[Start of Attachment]

PR #4954, opened 2020-08-18
Don't Register Duplicate Metrics

jeremyk-91:
Based on @pkoenig10's #4938 but fixed to handle annoying JAX-RS semantics correctly.

**Goals (and why)**:
- See #4938

- Don't wire proxies through ServiceCreator for embedded leader block
- But open TimestampService and TimestampManagementService facades so that registration works properly.

- Existing tests should suffice for correctness.
- Removal of metrics is verified by removing the test involved

Nothing in particular

### DIFF
--- a/atlasdb-config/src/main/java/com/palantir/atlasdb/factory/TransactionManagers.java
+++ b/atlasdb-config/src/main/java/com/palantir/atlasdb/factory/TransactionManagers.java
@@ -1265,10 +1265,12 @@ public abstract class TransactionManagers {
             // remote services are pointed at them anyway.
             LockService dynamicLockService = LocalOrRemoteProxy.newProxyInstance(
                     LockService.class, localLock, remoteLock, useLocalServicesFuture);
+
+            // Use managedTimestampProxy here to avoid local calls going through indirection.
             TimestampService dynamicTimeService = LocalOrRemoteProxy.newProxyInstance(
-                    TimestampService.class, localTime, remoteTime, useLocalServicesFuture);
+                    TimestampService.class, managedTimestampProxy, remoteTime, useLocalServicesFuture);
             TimestampManagementService dynamicManagementService = LocalOrRemoteProxy.newProxyInstance(
-                    TimestampManagementService.class, localManagement, remoteManagement, useLocalServicesFuture);
+                    TimestampManagementService.class, managedTimestampProxy, remoteManagement, useLocalServicesFuture);
             return ImmutableLockAndTimestampServices.builder()
                     .lock(dynamicLockService)
                     .timestamp(dynamicTimeService)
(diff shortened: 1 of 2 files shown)


atlasdb-config/src/main/java/com/palantir/atlasdb/factory/TransactionManagers.java
```diff
@@ -1187,23 +1188,16 @@ private static LockAndTimestampServices createRawLeaderServices(
...
 
         ManagedTimestampService managedTimestampProxy =
                 AwaitingLeadershipProxy.newProxyInstance(ManagedTimestampService.class, time::get, leader);
 
-        TimestampService localTime = ServiceCreator.instrumentService(
-                metricsManager.getRegistry(),
-                managedTimestampProxy,
-                TimestampService.class);
+        // These facades are necessary because of the semantics of the JAX-RS algorithm (in particular, accepting
+        // just the managed timestamp service will *not* work.
```
Jolyon-S, line 1197: nit: close bracket (that was opened on the line above)

atlasdb-config/src/test/java/com/palantir/atlasdb/factory/TransactionManagersTest.java
```diff
@@ -612,15 +612,6 @@ private TransactionManagers withLockImmutableTsOnReadOnlyTransaction(boolean opt
                 .build();
     }
 
-    @Test
-    public void metricsAreReportedExactlyOnceWhenUsingLocalService() throws IOException {
```
Jolyon-S, line 616: You've removed two tests, but added none - are there any tests we can add to have confidence that this fix is correct?

Jolyon-S: I see you've said
>Existing tests should suffice for correctness.
Removal of metrics is verified by removing the test involved

but I'm not 100% on the second point - removing the tests just removes the check that there are metrics, but surely it doesn't actively check that _no_ metrics are registered? That's what we want here, right?

Jolyon-S (commented):
Just a couple of comments on things here or there.

I haven't dug in deep into the semantics of the JAX-RS algorithm or the facade change - I can do that in a second pass, or maybe @sudiksha27 you want to have a look at that part?

atlasdb-config/src/main/java/com/palantir/atlasdb/factory/TransactionManagers.java
jeremyk-91: good spot!

atlasdb-config/src/test/java/com/palantir/atlasdb/factory/TransactionManagersTest.java
jeremyk-91: Fair enough, yep I'll replace that with a check that they are not registered.

sudiksha27 (approved):
LGTM!

PR #4955, opened 2020-08-20
memoize ssl socket factory creation

j-baker:
each ssl socket factory holds a presized 16k entry ssl session cache.
At present AtlasDB-proxy creates a new ssl socket factory per-host,
per-namespace. These really should all be the same ssl socket factory,
since the ssl configuration is the same.

We now memoize these. The config point is not the right place to do
this, since internally we mutate the configs to add extra options in a
few places - can't work via config equality.

### DIFF
--- a/atlasdb-cassandra/src/main/java/com/palantir/atlasdb/keyvalue/cassandra/CassandraClientFactory.java
+++ b/atlasdb-cassandra/src/main/java/com/palantir/atlasdb/keyvalue/cassandra/CassandraClientFactory.java
@@ -18,10 +18,8 @@ package com.palantir.atlasdb.keyvalue.cassandra;
 import java.io.IOException;
 import java.net.InetSocketAddress;
 import java.net.SocketException;
-import java.security.NoSuchAlgorithmException;
 import java.util.Map;
 
-import javax.net.ssl.SSLContext;
 import javax.net.ssl.SSLSocket;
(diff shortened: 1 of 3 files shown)


atlasdb-cassandra/src/main/java/com/palantir/atlasdb/keyvalue/cassandra/CassandraClientFactory.java
```diff
@@ -41,18 +39,24 @@
...
 import com.palantir.common.exception.AtlasDbDependencyException;
+import com.palantir.conjure.java.api.config.ssl.SslConfiguration;
 import com.palantir.conjure.java.config.ssl.SslSocketFactories;
 import com.palantir.logsafe.SafeArg;
 import com.palantir.logsafe.UnsafeArg;
 
 public class CassandraClientFactory extends BasePooledObjectFactory<CassandraClient> {
     private static final Logger log = LoggerFactory.getLogger(CassandraClientFactory.class);
+    private static final LoadingCache<SslConfiguration, SSLSocketFactory> sslSocketFactoryCache = Caffeine.newBuilder()
+            .weakValues()
```
jeremyk-91, line 58: Nice. I checked that we retain a reference to the SSL socket factory if you're using a TM with Cassandra. So we do actually want to clear this out quickly once unreferenced

jeremyk-91 (approved):

PR #4956, opened 2020-08-20
Intern the token map

j-baker:
This is a very large object and it's duplicated (and computed
separately) per Cassandra keyspace, for a total of
(256 * say 9 hosts * num datastores = O(100k entries) * (size of token = 32 + range map overhead = 8 + 16 + 16 + 16 =
~100) = 16MB heap which is proportional to the number of datastores. Since it's a simple fix, we might as well.


jeremyk-91 (approved):
Yep, this seems reasonable. Thanks!

PR #4959, opened 2020-08-21
[LW] Fixes, 3: Additional logging towards fixing obscure bug

Jolyon-S:
**Goals (and why)**:
In production, there were gaps here, but no logging as to why. Ideally, I'll work this out without having to keep trying on production, but may as well have this logging too.

Add safearg logging

Tests exist for this, but probably not at a full integration level.

These args are safe, right?

`LockWatchEventLog`

Soon, please!

### DIFF
--- a/atlasdb-impl-shared/src/main/java/com/palantir/atlasdb/keyvalue/api/watch/LockWatchEventLog.java
+++ b/atlasdb-impl-shared/src/main/java/com/palantir/atlasdb/keyvalue/api/watch/LockWatchEventLog.java
@@ -27,6 +27,7 @@ import com.palantir.lock.watch.LockWatchCreatedEvent;
 import com.palantir.lock.watch.LockWatchEvent;
 import com.palantir.lock.watch.LockWatchStateUpdate;
 import com.palantir.logsafe.Preconditions;
+import com.palantir.logsafe.SafeArg;
 
 final class LockWatchEventLog {
     private final ClientLockWatchSnapshot snapshot;
@@ -152,7 +153,9 @@ final class LockWatchEventLog {
             Preconditions.checkNotNull(firstEvent, "First element not preset in list of events");
             Preconditions.checkArgument(firstEvent.sequence() < latestVersion.get().version()
                             || latestVersion.get().version() + 1 == firstEvent.sequence(),
-                    "Events missing between last snapshot and this batch of events");
+                    "Events missing between last snapshot and this batch of events",
+                    SafeArg.of("latestVersionSequence", latestVersion.get().version()),
+                    SafeArg.of("firstNewVersionSequence", firstEvent.sequence()));
         }
     }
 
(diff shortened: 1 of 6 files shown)


lock-api/src/main/java/com/palantir/lock/client/TransactionStarter.java
```diff
@@ -163,12 +172,36 @@ public void close() {
...
+                Optional<IdentifiedVersion> requestedVersion = lockWatchEventCache.lastKnownVersion();
                 ConjureStartTransactionsResponse response = lockLeaseService.startTransactionsWithWatches(
-                        lockWatchEventCache.lastKnownVersion(), numberOfTransactions - result.size());
+                        requestedVersion, numberOfTransactions - result.size());
                 lockWatchEventCache.processStartTransactionsUpdate(
                         response.getTimestamps().stream().boxed().collect(Collectors.toSet()),
                         response.getLockWatchUpdate());
                 result.addAll(split(response));
+
+                if (log.isDebugEnabled()) {
```
jkozlowski, line 183: I think you need the same change in CommitTimestampGetter?

lock-api/src/main/java/com/palantir/lock/client/TransactionStarter.java
```diff
@@ -163,12 +172,36 @@ public void close() {
...
+
+                                @Override
+                                public Optional<LockWatchStateUpdate.Success> visit(
+                                        LockWatchStateUpdate.Snapshot snapshot) {
+                                    return Optional.empty();
+                                }
+                            });
+
+                    successfulUpdate.ifPresent(success ->
+                            log.debug("Start transaction batch request and response",
```
jkozlowski, line 200: Same here, I think you want unsafe arg for the events?

lock-api/src/main/java/com/palantir/lock/client/TransactionStarter.java
jkozlowski: And probs extract a small method?

atlasdb-impl-shared/src/main/java/com/palantir/atlasdb/keyvalue/api/watch/LockWatchEventLog.java
```diff
@@ -152,7 +153,9 @@ private void assertEventsAreContiguousAndNoEventsMissing(List<LockWatchEvent> ev
             Preconditions.checkNotNull(firstEvent, "First element not preset in list of events");
             Preconditions.checkArgument(firstEvent.sequence() < latestVersion.get().version()
                             || latestVersion.get().version() + 1 == firstEvent.sequence(),
-                    "Events missing between last snapshot and this batch of events");
+                    "Events missing between last snapshot and this batch of events",
+                    SafeArg.of("latestVersionSequence", latestVersion.get().version()),
+                    SafeArg.of("firstNewVersionSequence", firstEvent.sequence()));
```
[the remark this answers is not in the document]
jkozlowski: Actually, scrap that, dunno if we want actual data lying around in the logs.

lock-api/src/main/java/com/palantir/lock/client/TransactionStarter.java
jkozlowski: Same as above.

atlasdb-impl-shared/src/test/java/com/palantir/atlasdb/keyvalue/api/watch/LockWatchEventCacheIntegrationTest.java
```diff
@@ -298,7 +298,7 @@ public void missedEventThrows() {
         assertThatThrownBy(() -> eventCache.processStartTransactionsUpdate(TIMESTAMPS_2,
```
jkozlowski, line 298: This should be:

```
assertThatLoggableExceptionThrownBy(() -> eventCache.processStartTransactionsUpdate(TIMESTAMPS_2,
                LockWatchStateUpdate.success(LEADER, 5L, ImmutableList.of(UNLOCK_EVENT))))
                .isExactlyInstanceOf(SafeIllegalArgumentException.class)
                .hasLogMessage("Events missing between last snapshot and this batch of events");
```

jkozlowski (approved):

[End of Attachment]

Once you have checked each line above for the string "opened", state how many lines contain it and add nothing more.

- **Task answer**: 5